Tutto il settore della formazione è stato costantemente ridefinito quale fattore di accumulazione del capitale e ricondotto alla sua funzione essenziale di funzionamento dello stesso processo produttivo: tagli alla spesa, riduzione degli organici, riduzione dell’offerta formativa, competitività, gerachicizzazione, consolidamento di interessi particolari hanno caratterizzato 20 anni di rottamazione della scuola della Repubblica a favore di un’offerta formativa comprendente scuole private e religiose.

La formazione è divenuta un nuovo settore d’investimento suscettibile di produrre profitto sul piano economico per le imprese (preparazione e formazione funzionale al mercato = disponibilità di spesa per conseguirla) e al tempo stesso laboratorio di sperimentazione dei criteri di differenziazione sociale.

Questo è il contesto storico in cui si inserisce questa fase, gestita dal governo Renzi.

Assunzioni unilaterali fatte ad offerta variabile piegando graduatorie pubbliche alla ragione dei numeri, ridefinizione della gerarchia interna con attribuzione al dirigente scolastico di poteri da caporale manager (già cresciuti nel corso di 20 anni a scapito delle rappresentanze sindacali e degli organi collegiali, ma ora sanciti per legge), introduzione di procedure per il riconoscimento del merito individuale, riduzione del Collegio dei Docenti a mera assemblea da alza-la-mano-zitto-ed-approva, subordinazione della libertà di insegnamento ai piani triennali di offerta formativa che poi mettono in competizione le scuole, alternanza scuola-lavoro (gratuito), bonus, sono tutti elementi che aziendalizzano la scuola e ne fanno un segmento della produzione capitalistica, distruggendone la ragione di istituzione pubblica ed il ruolo di comunità educante con gestione collegiale e partecipativa.

Siamo giunti alla fine del processo?

Ancora no.
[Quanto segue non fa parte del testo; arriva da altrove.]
PR #559, opened 2023-02-03
Update go version to `1.20` and some dependencies

MiroslavRepka:


Despire:
missed https://github.com/Berops/claudie/blob/master/go.mod#L3

Despire (approved):

PR #569, opened 2023-02-07
no error returned when deletion of secrets fail

### LINKED ISSUE #527: Bug: Deletion of failed input manifests sometimes errors out
### Current Behavior:

When an input manifest has a mistake, i.e. a wrong VM shape, the terraformer fails with an error. Later, when the user deletes a secret, the input manifest will go through the whole deletion process, meaning it will try to remove secrets about cluster metadata and kubeconfig, which does not exist as the error occurred before they could be created. This will result in an error, even though it should be successful.

### Expected Behavior:

When metadata/kubeconfig secrets were not created, deletion should not throw an error when it will try to delete them.

### Steps To Reproduce:

1. Deploy Claudie to the cluster
2. Create an input manifest with a mistake
3. Insert it into the Claudie
4. After it errors out, triggers deletion
5. See the error about failing to delete metadata/kubeconfig secret

### Anything else to note:

Please, keep the fix simple. IMO, if Kuber fails to delete secrets about kubeconfig/metadata, it should not result in an error, max a warning about it.

Despire:
closes #527

### DIFF
--- a/manifests/claudie/kustomization.yaml
+++ b/manifests/claudie/kustomization.yaml
@@ -31,7 +31,7 @@ images:
 - name: ghcr.io/berops/claudie/kube-eleven
   newTag: c7f8a92-1392
 - name: ghcr.io/berops/claudie/kuber
-  newTag: c7f8a92-1392
+  newTag: 381614f-1400
 - name: ghcr.io/berops/claudie/scheduler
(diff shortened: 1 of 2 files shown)


MiroslavRepka (approved):
LGTM

PR #571, opened 2023-02-07
Fix/cidr

### LINKED ISSUE #558: Bug: Respect CIDR format
### Current Behavior:

The manifest allows to specify network using CIDR format `<ip-address>/<mask>` however we are not respecting the mask in code and always use `/24`

more occurrences can be found in the following links:
https://github.com/Berops/claudie/blob/master/services/ansibler/server/ansible-playbooks/wireguard/tasks/configure.yml#L32
https://github.com/Berops/claudie/blob/master/services/ansibler/server/vpn.go#L78-L118

### Expected Behavior:

We should either 1. respect the supplied mask that was specified in the input manifest or 2. always use `/24`

Despire:
closes #558

### DIFF
--- a/services/ansibler/server/ansible-playbooks/wireguard/templates/wg.conf.j2
+++ b/services/ansibler/server/ansible-playbooks/wireguard/templates/wg.conf.j2
@@ -7,7 +7,7 @@ ListenPort = {{ wg_listen_port }}
 [Peer]
 PublicKey = {{ hostvars[host].publickey.stdout }}
 Endpoint = {{ hostvars[host].ansible_host }}:{{ wg_listen_port }}
-AllowedIps = {{ hostvars[host].private_ip }}/32
+AllowedIps = {{ hostvars[host].private_ip }}/{{ netmask}}
 PersistentKeepalive = 60
 {% endif %}
 {% endfor %}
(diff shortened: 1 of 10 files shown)


services/ansibler/server/ansible-playbooks/wireguard/templates/wg.conf.j2
```diff
@@ -7,7 +7,7 @@ ListenPort = {{ wg_listen_port }}
 [Peer]
 PublicKey = {{ hostvars[host].publickey.stdout }}
 Endpoint = {{ hostvars[host].ansible_host }}:{{ wg_listen_port }}
-AllowedIps = {{ hostvars[host].private_ip }}/32
+AllowedIps = {{ hostvars[host].private_ip }}/{{ netmask}}
```
bernardhalas, line 10: When discussed during the last grooming, I was wondering how could've `/32` ever worked.

> The keyword allowed-ips is a list of addresses that will get routed to the peer.

Ref: https://wiki.archlinux.org/title/WireGuard

MiroslavRepka (approved):
LGTM, thanks @Despire

services/ansibler/server/ansible-playbooks/wireguard/templates/wg.conf.j2
Despire: I was thinking the same but turns out the `/32` is needed (I misunderstood. the CIDR notation)

The `/32` means only a single IP address whereas anything lower than that means a range of IP addresses,
And if we have multiple clients with the same network `/32` is needed as otherwise wireguard couldn't resolve to which client to send the packets

more: 
https://www.reddit.com/r/WireGuard/comments/enh9xa/help_on_24_and_32_when_using_as_a_vpn_server/
https://www.wireguard.com/#cryptokey-routing

Issue #352, opened 2022-10-28
Use Cloud tags on Claudie-made infrastructure


MarioUhrik:
It would be convenient if the Claudie-made infrastructure in the Cloud had some tags.
This would make it distinguishable from non-Claudie infrastructure.

The goal of this task is to modify the TF templates for all providers, such that all resources are tagged.

Example tags:
- `claudie`
- `claudie-${PROJECTNAME}`

AWS Examples:
- how to tag a resource in TF https://registry.terraform.io/providers/hashicorp/aws/latest/docs/guides/resource-tagging
- "mass" tagging https://registry.terraform.io/providers/hashicorp/aws/latest/docs#default_tags

PR #579, opened 2023-02-13
Feat/cloud labels

MiroslavRepka:
This PR implements #352. While doing so, I also formatted/unified the templates to be more readable as templates and terraform files after generation. 

Other chores:
- Update of the provider versions (only minor version changed)
- Small bugfix in the `command` package

All of the templates were tested locally to ensure they work as expected.


services/terraformer/templates/gcp-lb.tpl
```diff
@@ -50,39 +51,45 @@ resource "google_compute_firewall" "firewall-{{ $region }}" {
...
+    subnetwork = google_compute_subnetwork.{{ $nodepool.Name }}_subnet.self_link
     access_config {}
   }
   metadata = {
     ssh-keys = "root:${file("./public.pem")}"
   }
   metadata_startup_script = "echo 'PermitRootLogin without-password' >> /etc/ssh/sshd_config && echo 'PubkeyAuthentication yes' >> /etc/ssh/sshd_config && service sshd restart"
+
+  labels = {
+    environment = "claudie"
```
Despire, line 86: "Managed by claudie" wouldn't work here ?

Despire (approved):
LGTM, thanks @MiroslavRepka

MarioUhrik (commented):
Hi Miro, nice work

I think we should leave the `environment` tag unused.
It's probably the most commonly used tag, people may want to control it themselves.
Instead, something like `managedBy: claudie` may work better.

Also, how about project/cluster specific cloud tags?
e.g. having both:
- `managedBy: claudie`
-  `claudieCluster: $CLUSTERNAME`
-  `claudieProject: $PROJECTNAME`

services/terraformer/templates/gcp-lb.tpl
MiroslavRepka: The GCP labels have a strict requirements, like no capitals, no white spaces. We can do `managed-by-claudie` though.

MiroslavRepka:
Hi @MarioUhrik, thanks for the feedback. I added `cluster name` to the tags/labels/descriptions, however, I did not add `project name`, as that would require some changes in the code. If you think we want to have it there, it can be done. :slightly_smiling_face:

MarioUhrik (approved):
Thanks Miro, I'm happy with this :)

PR #584, opened 2023-02-16
Feat/cluster processing

### LINKED ISSUE #477: Feature: Process input manifest on per cluster basis for the whole Claudie process, not just for a single service
### Motivation:

Currently, when the user inputs a manifest, claudie will process it as a single unit, even if there are N clusters defined in it. Although there is per-cluster processing deployed on almost every service, the issue arises when at least one of the clusters encounters an error. What happens is, that error in a single cluster will stop the processing of the whole input manifest.

Example: 
- The user defines a single input manifest, with three clusters.
- Terraformer will build the first two clusters, but the third one contains an error, i.e. a wrong VM shape.

The whole workflow is now stopped, as there was an error, however, the first two clusters could be good to continue to the next stage.

Furthermore, I saw a few times some clusters just idling in services, while waiting for one, which was still being processed. The time they spend idling could have been used to continue processing.

### Description:

Claudie should process the input manifest on a per-cluster basis.

### Exit criteria:
- [ ] Claudie is able to process input manifest on a per-cluster basis. 

### Note

I had some time to think this through, so here is my high-level concept of handling it.

Instead of passing the whole desired state to the Terraformer, Ansibler, ... we could change their API to accept only a "single cluster" (or any other data regarding a single cluster), which they would process. 

It would be up to the Builder to call those services and handle the concurrent execution of the clusters. Once all clusters would finish processing, either successfully or not, Builder would return. This would assure that Claudie would try to build every cluster regardless of errors in different clusters and it could save time as some clusters can be built faster than others.

Despire:
closes #477 

This PR implements a per-cluster processing of the config. Since while building the cluster we also need the loadbalancers at some points I didn't seperate the workflow for Lbs from the kubernetes clusters.

The idea is that everything a cluster needs during a workflow execution is stored in the [BuildContext](https://github.com/berops/claudie/blob/50758ba6bbd19b71088cbd1717fecf4e7c8ef34c/services/builder/serviceCaller.go#L15). After a successfull workflow the changes made within that context are then propagated [back](https://github.com/berops/claudie/blob/50758ba6bbd19b71088cbd1717fecf4e7c8ef34c/services/builder/configProcessor.go#L134)

To be able to process the cluster individually I had to create another "view" that would just aggregate the data per cluster thus the [ClusterView struct](https://github.com/berops/claudie/blob/50758ba6bbd19b71088cbd1717fecf4e7c8ef34c/services/builder/cluster_view.go#L11)

Any changes made are than propagated back to the [config](https://github.com/berops/claudie/blob/50758ba6bbd19b71088cbd1717fecf4e7c8ef34c/services/builder/configProcessor.go#L147) and saved to the DB


proto/ansibler.proto
```diff
@@ -4,32 +4,41 @@ import "proto/config.proto";
...
+  repeated LBcluster desiredLbs = 2;
 }
 
-message SetUpLBRequest { 
-  Project desiredState = 1;
-  Project currentState = 2;
-  map<string, string> oldApiEndpoints = 3;
+message SetUpLBRequest {
+  K8scluster desired = 1;
+  repeated LBcluster lbs = 2;
```
MiroslavRepka, line 19: Are these current state LBs? If so, can we name them like that?

proto/ansibler.proto
```diff
@@ -4,32 +4,41 @@ import "proto/config.proto";
...
+  repeated LBcluster desiredLbs = 3;
+  string previousAPIEndpoint = 4;
+  string name = 5;
 }
 message SetUpLBResponse {
-  Project desiredState = 1;
+  K8scluster desired = 1;
+  repeated LBcluster lbs = 2;
```
MiroslavRepka, line 26: ditto

proto/terraformer.proto
```diff
@@ -5,18 +5,34 @@ import "proto/config.proto";
 option go_package = "proto/pb";
 
 message BuildInfrastructureRequest {
-  Project currentState = 1;
-  Project desiredState = 2;
+  K8scluster current = 1;
+  K8scluster desired = 2;
+
+  repeated LBcluster lbs = 3;
```
MiroslavRepka, line 11: ditto

proto/terraformer.proto
```diff
@@ -5,18 +5,34 @@ import "proto/config.proto";
...
 }
 
 message BuildInfrastructureResponse {
-  Project currentState = 1;
-  Project desiredState = 2;
-  string errorMessage = 3;
+  K8scluster current = 1;
+  K8scluster desired = 2;
+
+  repeated LBcluster lbs = 3;
```
MiroslavRepka, line 21: ditto

proto/ansibler.proto
```diff
@@ -4,32 +4,41 @@ import "proto/config.proto";
 
 option go_package = "proto/pb";
 
-message InstallRequest { 
-  Project desiredState = 1;
-  Project currentState = 2; 
+message InstallRequest {
+  K8scluster desired = 1;
+  repeated LBcluster desiredLbs = 2;
+  string name = 3;
```
MiroslavRepka, line 10: Can we rename it to `ProjectName`, so it's more noticeable?

services/builder/cluster_view.go
```diff
@@ -0,0 +1,160 @@
...
+
+import (
+	"github.com/Berops/claudie/proto/pb"
+	"google.golang.org/protobuf/proto"
+)
+
+// ClusterView contains the per-cluster view on a given config.
+// No mutex is needed when processing concurrently as long as each cluster only
+// works with related values.
+type ClusterView struct {
```
MiroslavRepka, line 11: I really like this approach, great job!

services/builder/utils.go
```diff
@@ -0,0 +1,66 @@
...
+		})
+	}); err != nil {
+		return err
+	}
+
+	return cbox.DeleteConfigFromDB(c, config.Id, pb.IdType_HASH)
+}
+
+// destroy destroys any Loadbalancers or the cluster itself.
+func destroy(projectName, clusterName string, clusterView *ClusterView) (bool, error) {
```
MiroslavRepka, line 26: What is the returned boolean value for?

services/ansibler/server/nodeRequirments.go
```diff
@@ -13,35 +13,29 @@ const (
...
-		if _, err := os.Stat(directory); os.IsNotExist(err) {
-			if err := os.MkdirAll(directory, os.ModePerm); err != nil {
-				return fmt.Errorf("failed to create directory %s : %w", directory, err)
-			}
-		}
-		if err := utils.CreateKeyFile(nodepoolInfo.PrivateKey, directory, fmt.Sprintf("%s.%s", nodepoolInfo.ID, privateKeyExt)); err != nil {
-			return fmt.Errorf("failed to create key file for %s : %w", nodepoolInfo.ID, err)
+	directory := filepath.Join(baseDirectory, outputDirectory, utils.CreateHash(utils.HashLength))
+
+	if _, err := os.Stat(directory); os.IsNotExist(err) {
```
MiroslavRepka, line 20: I see these functions used in many places, would it make sense to move them to `utils`, i.e. `utils.CreateDir()`?

MiroslavRepka (commented):
LGTM, great job @Despire! I left some comments, just minor changes if anything.

MiroslavRepka (approved):

Issue #574, opened 2023-02-09
Chore: Remove CD-pipeline-dev.yml


Despire:
### Description

Running the pipeline for E2E tests twice, once when the Pull Request is opened and then again after it's merged into master is unnecessary, and given that we have different quotas across cloud providers may block another PR's e2e tests
### Exit criteria

- [ ] Delete `workflows/CD-pipeline-dev.yml`

Despire:
The badge need to be adjusted

PR #585, opened 2023-02-17
Remove the CD pipeline

MarioUhrik:
Implements https://github.com/berops/claudie/issues/574

We have nothing left that would be sensible to put into the badge, so we're removing the badge


Despire (approved):
LGTM

PR #594, opened 2023-02-20
reduce hetzner usage in e2e tests

### LINKED ISSUE #575: Chore: Seperate Hetzner from tests-sets
### Description

We've alot of issues with hetzner when the e2e pipeline receives IP's that were misused in some form. To name a few, docker images may fail to download on the build cluster, IP may be banned from certain endpoints that are part of the building workflow and thus the workflow fails etc...

Seperate hetzner from the test-sets into its own "job",  so that if we receive such IP in our e2e pipeline we can still determine if the changes made were breaking or not by looking at the test-set that didn't include hetzner

### Exit criteria

- [ ] Seperate Hetzner (possibly by including a seperate test-set or creating a new stage in the e2e pipeline)

Despire:
Closes #575 by reducing the counts and spreading across multiple hetzner datacenters


MiroslavRepka (approved):
LGTM, thanks @Despire!

PR #597, opened 2023-02-20
utils: extend the kubeconfig-sanitising regex+test

wULLSnpAXbWZGYDYyhWTKKspEQoaYxXyhoisqHf:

Mancano i decreti delegati – previsti dall’attuale legge – che avocheranno al governo la definizione di orari di lavoro, organizzazione del lavoro e retribuzioni. Il che significherebbe la fine della contrattazione collettiva e l’espulsione – di fatto – del sindacato dal mondo della scuola. Così come è successo con il Jobs Act nell’industria e così come è previsto che accada nel Pubblico Impiego (altro ddl in Parlamento).

Inoltre sulla lunga scadenza l’aziendalizzazione, come dimostra ad esempio la sanità, non ha portato vantaggi per l’utenza in termini di gestione del diritto alla salute, ma solo un maggior controllo della parte politica nella nomina dei dirigenti e sull’affare sanità.
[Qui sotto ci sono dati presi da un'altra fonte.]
PR #601, opened 2023-02-21
unify manifest naming

### LINKED ISSUE #563: Chore: Unify the naming scheme in input manifest
### Description

This issue aims to unify the naming scheme in the input manifest. Currently, we use camelCase (`nodePool`, `providerSpec`), snake_case (`server_type`, `disk_size`) and kebab-case (`targeted-k8s`). We should really choose one and stick with it. 

I propose using camelCase everywhere.

### Exit criteria

- [ ] New naming scheme was chosen and implemented to input manifest
- [ ] Docs have been updated accordingly

Despire:
closes #563

### DIFF
--- a/.github/workflows/CI-pipeline.yml
+++ b/.github/workflows/CI-pipeline.yml
@@ -264,28 +264,28 @@ jobs:
             for file in $directory/*
             do
             #replace hetznerdns token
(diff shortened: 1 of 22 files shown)


MiroslavRepka (approved):
LGTM, although I have not verified if there is anything else that we need to change (other docs, etc...). But from the top of my head, that should be it. Thanks, @Despire.

PR #607, opened 2023-02-24
add lb tests

### LINKED ISSUE #419: Feature: Add E2E tests for LB create/update/delete
### Description:

Add E2E tests for changes introduced in #371 
### Exit criteria:
- [ ] Add E2E tests

Despire:
closes #419

### DIFF
--- a/manifests/testing-framework/kustomization.yaml
+++ b/manifests/testing-framework/kustomization.yaml
@@ -15,6 +15,8 @@ secretGenerator:
 - files:
   - test-sets/test-set3/1.yaml
   - test-sets/test-set3/2.yaml
+  - test-sets/test-set3/3.yaml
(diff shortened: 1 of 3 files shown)


MiroslavRepka (approved):
LGTM, thank you @Despire! 

Also, as you had some issues with a typo in roles, can we add some checks to validation, which would save users and us the trouble next time this happens? (It can be just logged issue)

Despire:
It handled by the validation I just missed it (because I wasn't looking at the frontend logs but at the k8s-sidecar logs) so just a mistake from my side

MiroslavRepka:
>It handled by the validation I just missed it (because I wasn't looking at the frontend logs but at the k8s-sidecar logs) so just a mistake from my side

I see, never mind then :slightly_smiling_face:

PR #648, opened 2023-03-20
Feat/longhorn replicas

### LINKED ISSUE #564: Feature: Automatically manage number of longhorn replicas upon node deletion.
### Motivation

Currently, when a node contains a longhorn volume and we delete that node, a new replica of the volume is not created. The longhorn devs [advise](https://github.com/longhorn/longhorn/issues/1496#issuecomment-644729797) to temporarily increase the replica count, so a new one is scheduled and then decrease it back to the desired number. By doing this, we assure the volume will be accessible as long as there are any nodes assigned to that storage class. There will be a need for some additional logic, like checking if a new replica can be even created, or maybe deleting the old replica (from the deleted node).

### Description

Claudie should try to manage longhorn volume replicas when deleting a node from the cluster.

### Exit criteria

- [ ] The replicas are now created whenever possible on a node deletion.
- [ ] The docs will document how node deletion work in regard to the storage.

MiroslavRepka:
This PR fixes #564 by implementing the algorithm, run upon node deletion, which tries to create a new replica for the longhorn volume, if any replicas will be lost due to node deletion.

It also fixes a small bug, when deleting master nodes (case when the API endpoint was not defined).

An additional feature is the introduction of variadic functions for the `kubectl` package.


MarioUhrik (approved):
LGTM, if you've sufficiently tested that the new behavior is as you expect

E pur in condizioni oggettive molto ostili (gran parte dei mass-media, parte del mondo intellettuale, false opposizioni parlamentari e strumentalizzatori vari), i lavoratori e le lavoratrici della scuola hanno reagito in maniera veemente, auto-organizzandosi in comitati e coordinamenti trasversali, costringendo le organizzazioni sindacali maggioritarie nel settore ad impegnarsi senza infingimenti e restituendo ai sindacati di base un costante ruolo di sostegno al movimento, tramite innumerevoli manifestazioni, presidi, veglie, scioperi nazionali e degli scrutini, con adesioni straordinarie.

Ma non è bastato a bloccare o a scardinare il ddl-scuola nelle sedi parlamentari.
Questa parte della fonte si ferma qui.